TASK DESCRIPTION
Whatever the records say, give every one of them again exactly.

Collected data
=-=-=-=-=

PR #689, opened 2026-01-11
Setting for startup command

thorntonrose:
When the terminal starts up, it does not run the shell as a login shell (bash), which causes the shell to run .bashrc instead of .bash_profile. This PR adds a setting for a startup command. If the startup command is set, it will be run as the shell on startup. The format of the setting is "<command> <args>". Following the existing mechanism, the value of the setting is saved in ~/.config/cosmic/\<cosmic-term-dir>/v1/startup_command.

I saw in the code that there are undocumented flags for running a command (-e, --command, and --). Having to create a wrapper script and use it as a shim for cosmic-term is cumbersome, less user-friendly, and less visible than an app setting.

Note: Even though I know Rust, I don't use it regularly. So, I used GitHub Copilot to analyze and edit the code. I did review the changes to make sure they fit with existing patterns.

=-=-=-=-=

OUTPUT OF THE EXERCISE
PR #689, opened 2026-01-11
Setting for startup command

thorntonrose:
When the terminal starts up, it does not run the shell as a login shell (bash), which causes the shell to run .bashrc instead of .bash_profile. This PR adds a setting for a startup command. If the startup command is set, it will be run as the shell on startup. The format of the setting is "<command> <args>". Following the existing mechanism, the value of the setting is saved in ~/.config/cosmic/\<cosmic-term-dir>/v1/startup_command.

I saw in the code that there are undocumented flags for running a command (-e, --command, and --). Having to create a wrapper script and use it as a shim for cosmic-term is cumbersome, less user-friendly, and less visible than an app setting.

Note: Even though I know Rust, I don't use it regularly. So, I used GitHub Copilot to analyze and edit the code. I did review the changes to make sure they fit with existing patterns.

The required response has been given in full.